Uricosuric drugs have limited availability in the UK. Probenecid and sulfinpyrazone have lower potency than benzbromarone, are less effective in renal impairment (eGFR<30 mL/min) and sulfinpyrazone frequently causes gastrointestinal side effects. Benzbromarone is extremely potent and better tolerated, but is not licensed for use in the UK because of reports of fulminant liver failure in Japanese patients.20 Probenecid and benzbromarone are sourced from Europe and should only be used after documenting informed consent. Benzbromarone is effective in patients with eGFR>20 mmol/L.15 Uricosuric drugs can be combined with XOIs if required.

Fenofibrate and losartan have uricosuric effects and may be used as adjuncts to XOIs when otherwise indicated. Of these, fenofibrate 200–300 mg/day (micronized) reduces SUA by approximately 100 μmol/L, while losartan 50 mg/day reduces SUA by 47 μmol/L with no further reduction at higher doses.21,22

Newer anti-gout treatments

Lesinurad, a new uricosuric drug, has been approved in the EU in combination with an XOI and is currently undergoing NICE appraisal. PEGylated uricase is effective in reducing tophus burden in patients with treatment failure to other ULTs; however, it is not NICE approved and is currently unavailable in the UK.

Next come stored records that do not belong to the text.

PR #1380, opened 2023-07-07
HOTT-3576: Adds tradeset descriptions to bulk search index

willfish:
### Jira link

https://transformuk.atlassian.net/browse/HOTT-3576

### What?

I have added/removed/altered:

- [x] Adds association for tradeset descriptions
- [x] Adds tradeset descriptions to index definition
- [x] Adds utility methods to stream tradeset_descriptions zip file
- [x] Adds tradeset_description model and specs
- [x] Adds tradeset descriptions populator

### Why?

I am doing this because:

- This is required because we've proven that this improves the accuracy of search results based on curated test data that was produced by the classification team


maverickvi (dismissed):

app/lib/tariff_synchronizer/file_service.rb
```diff
@@ -48,6 +48,61 @@ def file_presigned_url(file_path)
...
+            while chunk
+              output.write(chunk)
+              chunk = input.read(16 * 1024)
+            end
+          end
+        end
+      end
+
+      def list_by(prefix:)
+        if Rails.env.production?
```
alexdesi, line 88: same for this.

app/lib/tariff_synchronizer/file_service.rb
```diff
@@ -48,6 +48,61 @@ def file_presigned_url(file_path)
...
+        end
+
+        download(source:, destination:)
+        gunzip(source: destination, destination: destination.to_s.gsub('.gz', ''))
+
+        Dir.glob("#{File.dirname(destination)}/*").reject { |file| file.end_with?('.zip') }
+      end
+
+      def download(source:, destination:)
+        if Rails.env.production?
```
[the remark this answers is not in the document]
willfish: This is actually a great idea. I'll put in a story to move the persistence/reporting bucket interactions to use ActiveStorage

app/services/tradeset_description_populator_service.rb
```diff
@@ -0,0 +1,92 @@
...
+    csv.each do |row|
+      attributes = row.to_hash
+      attributes[:classification_date] = classification_date
+      attributes[:filename] = filename
+      attributes[:created_at] = created_at
+      attributes[:updated_at] = updated_at
+
+      tradeset_description = TradesetDescription.build(attributes)
+
+      unless chunk.size >= CHUNK_SIZE
```
alexdesi, line 43: we could use if instead of unless, it's shorter ;) 

`if chunk.size < CHUNK_SIZE`

app/services/tradeset_description_populator_service.rb
```diff
@@ -0,0 +1,92 @@
...
+
+        next
+      end
+
+      yield chunk
+
+      chunk = []
+    end
+
+    yield chunk unless chunk.empty?
```
alexdesi, line 54: it sounds like a double negative. 
What about: `yield chunk if chunk.any?`

app/services/tradeset_description_populator_service.rb
```diff
@@ -0,0 +1,92 @@
...
+      sample = File.read(file_path, encoding:, lines: 5)
+      sample.valid_encoding?
+    end
+  end
+
+  def classification_date
+    @classification_date ||= filename.match(FILENAME_REGEX) do |match|
+      month = match[:month]
+      year = match[:year]
+      Date.parse("1 #{month} #{year}").end_of_month
```
alexdesi, line 78: Is it oka date format to parse?
usually it goes this way: yyyy-mm-dd, for example:
`Date.parse('2001-02-03')`

alexdesi (commented):
The logic looks good!
I've suggested a few small improvements.

app/models/goods_nomenclature_description.rb
```diff
@@ -30,7 +28,7 @@ def description
   end
 
   def description_indexed
-    SearchNegationService.new(description).call
+    SearchNegationService.new(description.downcase).call
```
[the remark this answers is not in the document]
willfish: So the negation service is for removing negation terms. I figured I could create a new service but it seemed overkill for just downcasing a string

app/services/tradeset_description_populator_service.rb
willfish: It works yeah. But since I'm in control of the format of course I can change it to be more idiomatic

willfish: Hang on. No the reason I'm doing this is because I have DEC/JAN/MAR, etc as the month format and converting these is an extra step I don't need

app/models/tradeset_description.rb
```diff
@@ -0,0 +1,67 @@
...
+      description.updated_at = attributes[:updated_at]
+      description.classification_date = attributes[:classification_date]
+      description.validity_start_date = attributes[:classification_date]
+      description.validity_end_date = nil
+      description
+    end
+
+    private
+
+    def normalise_goods_nomenclature_item_id(goods_nomenclature_item_id)
```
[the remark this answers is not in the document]
willfish: Not for the format from the file we receive, no.

alexdesi (approved):
It looks good! thanks for the changes :)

Dietary and lifestyle adjuncts

Dietary modifications to achieve ideal weight should be attempted, as this reduces insulin resistance and SUA levels. However, there are no randomised controlled trials and effects of dietary modifications on SUA are modest. For instance, vitamin C (≥500 mg/day) reduces SUA by c40 μmol/L with significant heterogeneity of effects.23

Managing comorbidities

Losartan and amlodipine should be used preferentially to treat hypertension and diuretics and beta-blockers should be avoided as they cause hyperuricaemia and associate with gout.24 Hyperlipidaemia should be treated with atorvastatin or fenofibrate.24 The cardiovascular benefit from low-dose aspirin outweighs the insignificant risk of hyperuricaemia from reduced renal urate excretion, and it should be continued if indicated.15 Similarly, diuretics prescribed for heart failure should be continued but bendroflumethiazide prescribed for hypertension should be changed to an alternative antihypertensive.

Conflict of interest

AA has received research grants from Astra Zeneca and Oxford Immunotech. MD has received research grants from Astra Zeneca and Oxford Immunotech, and honoraria for attending ad hoc advisory boards for AstraZeneca, Nordic Biosciences and Roche. ER has no conflicts of interest to declare.